## ACTION ITEM
Quote, without any change, the line that contains "munnerz, line 137: I" and all lines that follow it to the end of the data below.

## DATA SECTION
PR #241, opened 2022-02-02
🐛 Fix non-leader crashloop

m-messiah:
Syncer non-leader pod could be stuck in CrashLoopBackOff because of /healthz unavailable when LeaderElection does not hit the leader callback.

The PR moves /healthz server, pprof server and /metrics listeners outside of leader election logic, allowing them to be available always.

### DIFF
--- a/virtualcluster/cmd/syncer/app/server.go
+++ b/virtualcluster/cmd/syncer/app/server.go
@@ -122,7 +122,7 @@ func Run(cc *syncerconfig.CompletedConfig, stopCh <-chan struct{}) error {
 	defer cancel()
 
 	// Prepare a reusable runCommand function.
-	run := startSyncer(ctx, ss, cc, stopCh)
+	run := startSyncer(ss, stopCh)
 
 	go func() {
 		select {
@@ -130,6 +130,22 @@ func Run(cc *syncerconfig.CompletedConfig, stopCh <-chan struct{}) error {
 			cancel()
 		case <-ctx.Done():
 		}
+	}()
+
+	go func() {
+		// start a pprof http server
+		klog.Fatal(http.ListenAndServe(":6060", nil))
+	}()
+
+	go func() {
+		// start a health http server.
+		mux := http.NewServeMux()
+		healthz.InstallHandler(mux)
+		klog.Fatal(http.ListenAndServe(":8080", mux))
+	}()
+
+	go func() {
+		ss.ListenAndServe(net.JoinHostPort(cc.Address, cc.Port), cc.CertFile, cc.KeyFile)
 	}()
 
 	if cc.LeaderElection != nil {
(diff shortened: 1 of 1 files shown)


virtualcluster/cmd/syncer/app/server.go
```diff
@@ -132,6 +132,25 @@ func Run(cc *syncerconfig.CompletedConfig, stopCh <-chan struct{}) error {
...
+		klog.Fatal(http.ListenAndServe(":6060", nil))
+	}()
+
+	var leaderElector *leaderelection.LeaderElector
+	go func() {
+		// start a health http server.
+		mux := http.NewServeMux()
+		healthz.InstallHandler(mux)
+		healthz.InstallReadyzHandler(mux, healthz.NamedCheck("leader", func(r *http.Request) error {
+			if leaderElector != nil && !leaderElector.IsLeader() {
```
munnerz, line 146: This will probably cause issues during a rolling upgrade. Pods must transition to ‘Ready’ to allow the upgrade to proceed when managed by the Deployment controller.

Readiness shouldn't be used to indicate whether instances are leaders 😄

m-messiah: Ok, I removed it for this PR. To be followed up later

virtualcluster/cmd/syncer/app/server.go
```diff
@@ -132,6 +132,22 @@ func Run(cc *syncerconfig.CompletedConfig, stopCh <-chan struct{}) error {
 		}
 	}()
 
+	go func() {
+		// start a pprof http server
+		klog.Fatal(http.ListenAndServe(":6060", nil))
```
munnerz, line 137: I don't think this is an issue caused in this PR, but what area of code actually registers pprof endpoints with this HTTP server/muxer? 🤔

virtualcluster/cmd/syncer/app/server.go
```diff
@@ -132,6 +132,22 @@ func Run(cc *syncerconfig.CompletedConfig, stopCh <-chan struct{}) error {
...
+
+	go func() {
+		// start a health http server.
+		mux := http.NewServeMux()
+		healthz.InstallHandler(mux)
+		klog.Fatal(http.ListenAndServe(":8080", mux))
+	}()
+
+	go func() {
+		ss.ListenAndServe(net.JoinHostPort(cc.Address, cc.Port), cc.CertFile, cc.KeyFile)
```
munnerz, line 148: Aha, digging into the syncer code, it seems like this is actually for *metrics* serving rather than for webhooks: https://github.com/kubernetes-sigs/cluster-api-provider-nested/blob/e5ca44baf3040c0f5cbeed7b20f2fd3c2c0b4d72/virtualcluster/pkg/syncer/syncer.go#L261

Given that the syncer isn't running when not elected (`s.Run` has not been called), I think this will just be an empty page of metrics which is what we want & shouldn't require any additional work in prometheus rules...

virtualcluster/cmd/syncer/app/server.go
m-messiah: This is the pprof behaviour - it handles the default muxer: https://pkg.go.dev/net/http/pprof

munnerz: Nice! Thanks 😄

munnerz:
/lgtm

You'll need an approver from https://github.com/kubernetes-sigs/cluster-api-provider-nested/blob/main/virtualcluster/OWNERS or https://github.com/orgs/kubernetes-sigs/teams/cluster-api-provider-nested-maintainers to add the `/approve`'d label!

virtualcluster/cmd/syncer/app/server.go
m-messiah: As the whole work will be done in the leader, having metrics from the non-leader instance is not a big deal, as they are eventually reset

christopherhein (approved):
/lgtm
/approve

## YOUR SOLUTION
munnerz, line 137: I don't think this is an issue caused in this PR, but what area of code actually registers pprof endpoints with this HTTP server/muxer? 🤔

virtualcluster/cmd/syncer/app/server.go
```diff
@@ -132,6 +132,22 @@ func Run(cc *syncerconfig.CompletedConfig, stopCh <-chan struct{}) error {
...
+
+	go func() {
+		// start a health http server.
+		mux := http.NewServeMux()
+		healthz.InstallHandler(mux)
+		klog.Fatal(http.ListenAndServe(":8080", mux))
+	}()
+
+	go func() {
+		ss.ListenAndServe(net.JoinHostPort(cc.Address, cc.Port), cc.CertFile, cc.KeyFile)
```
munnerz, line 148: Aha, digging into the syncer code, it seems like this is actually for *metrics* serving rather than for webhooks: https://github.com/kubernetes-sigs/cluster-api-provider-nested/blob/e5ca44baf3040c0f5cbeed7b20f2fd3c2c0b4d72/virtualcluster/pkg/syncer/syncer.go#L261

Given that the syncer isn't running when not elected (`s.Run` has not been called), I think this will just be an empty page of metrics which is what we want & shouldn't require any additional work in prometheus rules...

virtualcluster/cmd/syncer/app/server.go
m-messiah: This is the pprof behaviour - it handles the default muxer: https://pkg.go.dev/net/http/pprof

munnerz: Nice! Thanks 😄

munnerz:
/lgtm

You'll need an approver from https://github.com/kubernetes-sigs/cluster-api-provider-nested/blob/main/virtualcluster/OWNERS or https://github.com/orgs/kubernetes-sigs/teams/cluster-api-provider-nested-maintainers to add the `/approve`'d label!

virtualcluster/cmd/syncer/app/server.go
m-messiah: As the whole work will be done in the leader, having metrics from the non-leader instance is not a big deal, as they are eventually reset

christopherhein (approved):
/lgtm
/approve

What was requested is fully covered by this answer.